Records from a data collection:
::::::::

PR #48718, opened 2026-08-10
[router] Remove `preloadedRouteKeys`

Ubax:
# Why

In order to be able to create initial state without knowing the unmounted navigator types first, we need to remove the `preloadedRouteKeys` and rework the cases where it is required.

::::::::

Whatever is in the entries above, write it out exactly.

PR #48718, opened 2026-08-10
[router] Remove `preloadedRouteKeys`

Ubax:
# Why

In order to be able to create initial state without knowing the unmounted navigator types first, we need to remove the `preloadedRouteKeys` and rework the cases where it is required.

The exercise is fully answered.